This freak accident is just one of the more than 500 causes of death that are catalogued in the Alberta death database. There are 94 different types of cancer alone, causing death in Alberta. In fact, “non-Hodgkin’s lymphoma” and “non-Hodg-kins lymphoma” are two separate causes.
Any source of data that is entered manually by different people at different times with different perspectives, guidelines, judgments, attention to detail, and typing ability has this problem. It is never possible to take raw data at face value. Significant scrutiny and comparison of trends between years, age groups, genders, and causes are required. Outliers, gaps, inconsistencies, and other strange things will reveal themselves eventually, with enough patience and persistence. As we discuss in the BIG Media article AI: Where are we and where are we going?, this detailed inspection and data “cleaning” are crucial for effective statistical analysis.
In order to be useful, the cleaned categories then need to be grouped into larger meaningful classes, such as “accidents”, “cancer”, “heart disease”, etc.
The groupings themselves are also judgmental processes, and these choices will influence the interpretation and conclusions drawn from the data. One person might decide that a “malignant neoplasm of the ovary” should be grouped with cancers, another might combine this with other “female reproductive” afflictions. Whatever grouping is chosen, the most important thing is consistency, if time periods or age groups are to be compared.
For the recent article showing cause-of-death comparisons in 2020 in Alberta – A look back at causes of death in the first year of COVID-19 – we classified causes of death from 2001 to 2020 logically and consistently. However, upon further routine checking and re-checking, a weird thing came to light after the article was published.
A relatively large number of people in 2020 only, had died from “mental and behavioural disorders due to use usefectious and parasitic diseases” (transcribed directly), that had been grouped into the larger “bacterial” class. The mention of those pesky parasites made me suspicious, so I dug a little deeper and found that while there were a large number of people dying from “mental and behavioural disorders due to use of alcohol” – grouped into the general “accidents” class – in 2001 to 2019, that category did not exist in 2020 (see chart below).
Chart showing all the categories included in the (revised) sub-grouping of accidental death relating to drug poisoning.
The numbers were similar between 2020’s “mental and behavioural disorders due to use usefectious and parasitic diseases” and the rest of the years’ “mental and behavioural disorders due to the use of alcohol”, so I was quite confident that they were one and the same. I changed “mental and behavioural disorders due to use usefectious and parasitic diseases” to “accidents”, instead of “bacterial”.

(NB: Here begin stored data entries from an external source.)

PR #8483, opened 2025-03-25
auth/user: Remove styles conflicting with 387c381

Monviech:
Some dropdowns in dialogUser did not stay in line due to the important width style.

Also, the col-md-* do not exist anymore, they have been replaced with % width in the base dialog.


fichtner (approved):
And so it begins 😉

Monviech:
> And so it begins 😉

😇

Issue #8472, opened 2025-03-22
DHCPv6 clients requesting both an address and a prefix delegation show partially incorrect in Leases tab


agoodkind:
## Acknowledgements

* I have read the contributing guide lines at https://github.com/opnsense/core/blob/master/CONTRIBUTING.md
* I am convinced that my issue is new after having checked both open and closed issues at https://github.com/opnsense/core/issues?q=is%3Aissue

## Description

DHCPv6 clients requesting both an address and a prefix delegation (with the same DUID) will appear in the "Services: ISC DHCPv6: Leases" UI display either in the "Leases" tab or in the "Delegated Prefixes" tab, but not both.

# Reproducing

Have a client request an address and a prefix delegation (Ubuntu 24.04 seems to do this by default?). Check the Ubuntu logs:

```
$ journalctl -b -u systemd-networkd.service | grep DHCP
Mar 06 11:47:29 <redacted> systemd-networkd[293916]: eno1: DHCPv6 address <redacted>:82a1::2000/128 (valid for 1h 59min 59s, preferred for 1h 14min 59s)
Mar 06 11:47:29 <redacted> systemd-networkd[293916]: eno1: DHCP: received delegated prefix <redacted>:82f0::/62
```

Then check the dhcpd leases file:

```
$ sudo cat /var/dhcpd/var/db/dhcpd6.leases | grep -E 'iaaddr|iaprefix' | sort -u
  iaaddr <redacted>:82a0::1288 {
  iaaddr <redacted>:82a1::2000 {
  iaprefix <redacted>:82f0::/62 {
```

Then query the OPNsense API for leases (and note the absence of the `82a1::2000` address):

```
% curl -s --cookie 'PHPSESSID=<redacted>' https://<redacted>/api/dhcpv6/leases/searchLease/ | python3 -m json.tool | grep '"address"'
            "address": "<redacted>:82a0::1288",
```

Then query the OPNsense API for prefixes (where we will indeed see the delegated prefix):

```
% curl -s --cookie 'PHPSESSID=<redacted>' https://<redacted>/api/dhcpv6/leases/searchPrefix/ | python3 -m json.tool | grep '"prefix"'
            "prefix": "<redacted>:82f0::/62",
```

## Expected Behavior

I'd expect to see the address appear on the "Leases" tab, and the delegated prefix in the "Delegated Prefixes" tab.

## Environment

OPNsense 25.1.3-amd64
FreeBSD 14.2-RELEASE-p2

[...]

PR #8492, opened 2025-03-27
DHCP6: use `lease_type` to key lease map in addition to `iaid_duid`

agoodkind:
## Description

Currently, `get_leases6` misreports clients that request an address *and* a prefix delegation. Adding the lease type to the map key prevents this.

## Testing

Request an address and a PD from the same client (same DUID) and verify that the address appeared in the output of `/api/dhcpv6/leases/searchLease/` and that the delegated prefix appeared in `/api/dhcpv6/leases/searchPrefix/`.

Fixes: #8472

### DIFF
--- a/src/opnsense/scripts/dhcp/get_leases6.py
+++ b/src/opnsense/scripts/dhcp/get_leases6.py
@@ -148,7 +148,7 @@ if __name__ == '__main__':
                 elif len(line) > 1 and line[0] == '}' and len(cur_lease) > 0:
                     cur_lease.append(line)
                     parsed_lease = parse_lease(cur_lease)
-                    last_leases[parsed_lease['iaid_duid']] = parsed_lease
+                    last_leases[parsed_lease['lease_type'], parsed_lease['iaid_duid']] = parsed_lease
                     cur_lease = []
                 elif len(cur_lease) > 0:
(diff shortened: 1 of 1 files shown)


agoodkind:
@AdSchellevis

src/opnsense/scripts/dhcp/get_leases6.py
```diff
@@ -148,7 +148,7 @@ def parse_lease(lines):
                 elif len(line) > 1 and line[0] == '}' and len(cur_lease) > 0:
                     cur_lease.append(line)
                     parsed_lease = parse_lease(cur_lease)
-                    last_leases[parsed_lease['iaid_duid']] = parsed_lease
+                    last_leases[parsed_lease['lease_type'], parsed_lease['iaid_duid']] = parsed_lease
```
AdSchellevis, line 151:
```suggestion
                    last_leases["%s,%s" % (parsed_lease['lease_type'], parsed_lease['iaid_duid'])] = parsed_lease
```

I prefer to use single value keys for debugging, the suggested change should have the same result as you're looking for.

AdSchellevis (changes requested):

agoodkind:
> @agoodkind thanks!

No problem ☺️

PR #8493, opened 2025-03-27
firewall/filter: Use fetch_options from opnsense_ui.js to build interface_select selectpicker

Monviech:


src/opnsense/mvc/app/controllers/OPNsense/Firewall/Api/FilterController.php
```diff
@@ -342,7 +342,8 @@ public function getInterfaceListAction()
                 'items' => [
                     [
                         'value' => '',
-                        'label' => gettext('Any')
+                        'label' => gettext('Any'),
+                        'selected' => true
```
fichtner, line 346:
```suggestion
                        'selected' => true,
```

Reduces the next diff when adding another option ;)

AdSchellevis (approved):

PR #8496, opened 2025-03-27
bootgrid: resizable columns

swhite2:
Bootgrid option: `resizableColumns`: `true` (default false)

### DIFF
--- a/src/opnsense/mvc/app/views/OPNsense/Firewall/filter_rule.volt
+++ b/src/opnsense/mvc/app/views/OPNsense/Firewall/filter_rule.volt
@@ -66,6 +66,7 @@
             del:'/api/firewall/filter/del_rule/',
             toggle:'/api/firewall/filter/toggle_rule/',
             options: {
+                resizableColumns: true,
                 triggerEditFor: getUrlHash('edit'),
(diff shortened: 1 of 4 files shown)


Monviech:
I gave this a quick try right now and I like it.

src/opnsense/mvc/app/views/OPNsense/Firewall/filter_rule.volt
```diff
@@ -473,6 +474,7 @@
             $('[data-toggle="tooltip"]').tooltip();
         });
 
+
```
fichtner, line 477:
```suggestion
```

AdSchellevis (approved):

AdSchellevis:
@swhite2 we might need to revert this one, when a `<td>` text is longer than the column, it doesn't apply the `ellipsis` anymore. Looking at the styles it should:

```
.bootgrid-table td {
    overflow: hidden;
    -ms-text-overflow: ellipsis;
    -o-text-overflow: ellipsis;
    text-overflow: ellipsis;
    white-space: nowrap;
} 
```

I'm not sure if it's fixable, but when it's difficult and we're already working on an alternative implementation, it might be safer to drop this for now. 

current view:

image

previous: 

image

Issue #8499, opened 2025-03-28
dnsmasq: Change add-mac default to a different value


Monviech:
**Important notices**

Before you add a new report, we ask you kindly to acknowledge the following:

- [x] I have read the contributing guide lines at https://github.com/opnsense/core/blob/master/CONTRIBUTING.md
- [x] I am convinced that my issue is new after having checked both open and closed issues at https://github.com/opnsense/core/issues?q=is%3Aissue

**Is your feature request related to a problem? Please describe.**

make lint does not like that this is called default even though its just an option in an OptionField:

https://github.com/opnsense/core/blob/b2dc6fed7cd1f3b1335b4aa889f6033c5a62fc67/src/opnsense/mvc/app/models/OPNsense/Dnsmasq/Dnsmasq.xml#L38

So changing the name of the option is the easiest fix as this is not released yet.

PR #8500, opened 2025-03-28
dnsmasq: Change add_mac OptionValue from default to standard to satisfy lint

Monviech:
Fixes: https://github.com/opnsense/core/issues/8499


fichtner (approved):
thank you

PR #8515, opened 2025-04-02
Config settings to define the web GUI session cookie name

### LINKED ISSUE #8365: Change PHP session name to be dynamic

Kage:
This PR makes the PHP session cookie name configurable so that OPNsense sessions are not locked to the PHP default `PHPSESSID`.  This allows multiple OPNsense web GUIs to operate on the same hostname or IP without interfering with each other (e.g. multiple OPNsense VMs with an SSH tunnel to the vhost to access them).

The configuration will only permit alphanumeric names.  If a session name setting is not provided, it defaults to `opnsense`.

Fixes #8365

### DIFF
--- a/src/opnsense/service/templates/OPNsense/WebGui/php.ini
+++ b/src/opnsense/service/templates/OPNsense/WebGui/php.ini
@@ -35,3 +35,4 @@ error_log=/tmp/PHP_errors.log
 date.timezone="{{system.timezone|default('Etc/UTC')}}"
 session.save_path=/var/lib/php/sessions
 session.gc_maxlifetime={{system.webgui.session_timeout|default(240)|int * 60}}
+session.name={{system.webgui.session_name|default('opnsense')}}
--- a/src/www/system_advanced_admin.php
+++ b/src/www/system_advanced_admin.php
@@ -124,8 +124,9 @@ if ($_SERVER['REQUEST_METHOD'] === 'GET') {
     }
 
     if (!empty($pconfig['session_name'])) {
-        if (!ctype_alnum($pconfig['session_name'])) {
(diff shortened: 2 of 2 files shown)


darkk:
> This allows multiple OPNsense web GUIs to operate on the same hostname or IP

I would strongly advice against that. Every OPNsense instance will get all the cookies in this case as you suggest to replace `PHPSESSID` with something that is possibly unique for every node.

Imagine one of that nodes getting compromised. It'll allow lateral movement as the attacker will get access to possibly-active sessions on other nodes with the very first `GET /` without any password entry.

If you have multiple OPNsense web GUIs on the same IP, you'd rather use different ports. Speaking of `ssh -L lll:a.b.c.d:rrr` case &mdash; pick an unique `${lll}` port for each instance.

If you have multiple OPNsense web GUIs on the same hostname, I'd suggest to use subdomains & CNAMEs. It'll be more reliable solution.

PR #8516, opened 2025-04-02
dnsmasq: Unify dhcp-option and dhcp-match in the same grid

Monviech:
Both dhcp-option and dhcp-match use almost the same fields in the form and concern the same options. Unifying them could make sense to remove some duplicate code and potentially improving the UX.

@AdSchellevis This is just a suggestion I made in code so the intent is clear. If we do not want this, its okay and we can close it. :)


AdSchellevis (approved):

AdSchellevis:
@Monviech this crossed my mind, but didn't make it to the implementation. Looking at the current state, I think it makes sense to merge these. Thanks!

Monviech:
@AdSchellevis Thanks for the feedback, I'll merge this then :)

PR #8520, opened 2025-04-02
dnsmasq: Implement a light validation for option6 values

Monviech:
As they require to be wrapped inside square brackets if they contain an IPv6 address.

Since the value field gets shared by all options, whatever they might contain, it might not be the best choice to automate this in the template. Maybe this validation is a good choice?

Man page:

```
IPv6 options are specified using the option6: keyword, followed by the option number or option name. The IPv6 option name space is disjoint from the IPv4 option name space. IPv6 addresses in options must be bracketed with square brackets, eg. --dhcp-option=option6:ntp-server,[1234::56].
```


src/opnsense/mvc/app/models/OPNsense/Dnsmasq/Dnsmasq.php
```diff
@@ -250,6 +250,22 @@ public function performValidation($validateFullModel = false)
                     )
                 );
             }
+
+            if (
+                !$option->value->isEmpty() &&
+                !$option->option6->isEmpty() &&
+                preg_match(
+                    '/::|([A-F0-9]{1,4}:){2,}/i',
```
fichtner, line 258: looks a bit too magical for my taste.. are we verifying a link-local address? or a normal IPv6?

Monviech: @fichtner 

Since ``value`` can be literally anything right now, and I dont know if there is e.g., an option that would use something like ``example.com:443`` as value, I went for either at least two ``::`` or at least two hex groups like ``abcd:1234:`` which would prevent that a MAC address would match.

But this is by no means great, this ``value`` field is pretty fragile, and depending on the ``option`` or ``option6`` value that you choose, dnsmasq can always hard fail with errors. Its got nothing to do with IPv6 really.

The issue is broader.

I guess to fix this completely, the value field would probably need to become its own field type, and context sensitive validations added for all ``option`` and ``option6`` types that exist.

So the question here is, is it fine if Kea does not start with the log saying whats wrong, or does this value field require a full validation for every option that exists?

https://github.com/opnsense/core/blob/ef1c4e07c86f5f03f643c89218bacf9e91956243/src/opnsense/mvc/app/models/OPNsense/Dnsmasq/Dnsmasq.xml#L246

fichtner: maybe I'm missing something but if you want to ensure it's an IPv6 address with brackets you need to check for IPv6 address first, then assert if brackets are found and only of no brackets are found you are allowed to emit the validation message.

Right now this code is guessing and I don't beliebe it detects the brackets?

Monviech: Oh right that makes sense.

Monviech: I gave it another shot but I would like somebody else to look at what we can do here, and if we should do anything here. There are quite some edge cases I cannot catch.

src/opnsense/mvc/app/models/OPNsense/Dnsmasq/Dnsmasq.php
```diff
@@ -259,6 +260,28 @@ public function performValidation($validateFullModel = false)
...
+            if (
+                !$option->value->isEmpty() &&
+                !$option->option6->isEmpty()
+            ) {
+                $values = array_map('trim', explode(',', (string)$option->value));
+                foreach ($values as $value) {
+                    $address = trim($value, '[]');
+
+                    if (
+                        Util::isIpv6Address($address) &&
```
fichtner, line 273: I'd just test on $value now and then you know it doesn't have brackets

Monviech: isIPv6Address() returns true:

`[fe80::`

isIPv6Address() returns false:

`[fe80::]`

I think its because of `filter_var()`

https://github.com/opnsense/core/blob/207bddcad5c9854e5dd803c394c7221b65c01bd8/src/opnsense/mvc/app/library/OPNsense/Firewall/Util.php#L72

So if I trim `value` beforehand it works better.

fichtner: that's not very reassuring but makes sense then

Monviech: I logged it again now and that was not the issue:

[03-Apr-2025 15:00:51 Etc/UTC] IPv6 Check: value='fe99::]' => isIpv6=false
[03-Apr-2025 15:00:41 Etc/UTC] IPv6 Check: value='[fe99::' => isIpv6=false
[03-Apr-2025 15:00:46 Etc/UTC] IPv6 Check: value='fe99::' => isIpv6=true

I guess my first logging was flawed in a way.

Monviech:
I'd like to leave this one up to @AdSchellevis , I feel like its still too fragile.

src/opnsense/mvc/app/models/OPNsense/Dnsmasq/Dnsmasq.php
```diff
@@ -259,6 +260,28 @@ public function performValidation($validateFullModel = false)
...
+                        !(strpos($value, '[') === 0 && substr($value, -1) === ']')
```
AdSchellevis, line 274:
```suggestion
                        !(str_starts_with($value, '[') && str_ends_with($value, ']'))
```

src/opnsense/mvc/app/models/OPNsense/Dnsmasq/Dnsmasq.php
AdSchellevis, line 273:
```suggestion
                        Util::isIpv6Address(trim($value, '[]')) &&
```

src/opnsense/mvc/app/models/OPNsense/Dnsmasq/Dnsmasq.php
```diff
@@ -259,6 +260,28 @@ public function performValidation($validateFullModel = false)
...
                 );
             }
+
+            if (
+                !$option->value->isEmpty() &&
+                !$option->option6->isEmpty()
+            ) {
+                $values = array_map('trim', explode(',', (string)$option->value));
+                foreach ($values as $value) {
+                    $address = trim($value, '[]');
```
AdSchellevis, line 270: since we're not using `$address` anywhere else, I would combine the statement.

AdSchellevis (changes requested):
some small remarks, but further ok.

src/opnsense/mvc/app/models/OPNsense/Dnsmasq/Dnsmasq.php
```diff
@@ -259,6 +260,26 @@ public function performValidation($validateFullModel = false)
...
             }
+
+            if (
+                !$option->value->isEmpty() &&
+                !$option->option6->isEmpty()
+            ) {
+                $values = array_map('trim', explode(',', (string)$option->value));
+                foreach ($values as $value) {
+                    if (
+                        Util::isIpv6Address(trim($value, '[]')) &&
```
fichtner, line 271: [[fe80::1]] probably doesn't validate so that's why I suggested to avoid the trim and just check for IPv6 ;)

Issue #9902, opened 2026-03-06
Idle timeout behaves like hard timeout; sessions dropped despite active traffic


derhelge:
**Important notices**

Before you add a new report, we ask you kindly to acknowledge the following:

- [x] I have read the contributing guide lines at https://github.com/opnsense/core/blob/master/CONTRIBUTING.md
- [x] I am convinced that my issue is new after having checked both open and closed issues at https://github.com/opnsense/core/issues?q=is%3Aissue

**Describe the bug**

Captive Portal users are disconnected/logged out when the Idle Timeout is reached, even while they are actively using the network. Behavior is as if Idle Timeout acts like a hard timeout. This affects all users.

It looks like user activity is not being recognized/registered by the captive portal session tracking.

**To Reproduce**

1.Enable Captive Portal on interface opt28 (vlan024).
2. Authenticate a WLAN client in the portal.
3. Generate continuous traffic (e.g. web browsing / persistent connections).
4. Wait until Idle Timeout is reached.
5. Observe the client session gets disconnected/logged out.

Running pfctl commands against the captive portal anchor fails; cannot list rules for the zone anchor:

```
# pfctl -a captiveportal_zone_0 -sr -v
No ALTQ support in kernel
ALTQ related functions disabled
pfctl: DIOCGETRULES: Invalid argument

# pfctl -a captiveportal_zone_0 -sn -v
No ALTQ support in kernel
ALTQ related functions disabled
pfctl: DIOCGETRULES: Invalid argument
```
Attempting to inspect ether rules for that anchor also fails:

```
# pfctl -vs ether -a captiveportal_zone_0
No ALTQ support in kernel
ALTQ related functions disabled
pfctl: DIOCGETETHRULES: No such file or directory
```

There are active PF states visible:
```
# pfctl -a captiveportal_zone_0 -ss | head
all tcp 142.xx.168.188:5228 <- 10.4.xxx.216:60884       ESTABLISHED:ESTABLISHED
all tcp xx.37.5.5:33159 (10.4.xxx.216:60884) -> 142.251.168.188:5228       ESTABLISHED:ESTABLISHED
all tcp xx.37.5.11:443 <- 176.5.85.xx:51227       FIN_WAIT_2:ESTABLISHED
#...
```

**Environment**
- OPNsense: 25.10.2 (business)
-  Captive Portal zone: 0
-  Interface:
 -  Device: vlan024
 -  Name: WLANTHGA
 -  Identifier: opt28
[...]

PR #10253, opened 2026-05-04
Captive Portal: reload ipfw on captive portal reconfigure

swhite2:
**Important notices**

- Model used:
- Extent of AI involvement:

---

**Describe the problem**

When having no shaper rules/pipes configured, reloading captive portal doesn't enable/start IPFW when configured through the GUI. If the device is rebooted afterwards or fully reconfigured, or if there are any pipes defines, this issues goes unnoticed. The only symptom is missing byte counters through IPFW.

Disabling the Captive portal also does not disable ipfw, a single reconfigure on the shaper fixes this.

---

Reload the IPFW template + reconfigure ipfw in the captive portal service controller

---

**Related issue**

https://github.com/opnsense/core/issues/9902

### DIFF
--- a/src/opnsense/mvc/app/controllers/OPNsense/CaptivePortal/Api/ServiceController.php
+++ b/src/opnsense/mvc/app/controllers/OPNsense/CaptivePortal/Api/ServiceController.php
@@ -54,7 +54,6 @@ class ServiceController extends ApiMutableServiceControllerBase
             }
 
             $status = parent::reconfigureAction();
-
         }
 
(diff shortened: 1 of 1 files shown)


fichtner (approved):
doesn't seem to make sense extending ApiMutableServiceControllerBase for this use case so it looks good

AdSchellevis (approved):
`template reload OPNsense/IPFW` was missing in the mix, sounds reasonable to solve that here indeed.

Long story short, this reclassification had repercussions throughout the data that changed some of the charts in the article, including the one that sub-groups “accidental deaths due to drug poisonings” for comparison with COVID deaths. Just another day in the life of a data scientist.
Incidentally, it is unlikely that someone died from a vehicle collision with a parasite (specifically, “Other motor vehicle accident involving collision with withfectious and parasitic diseases”).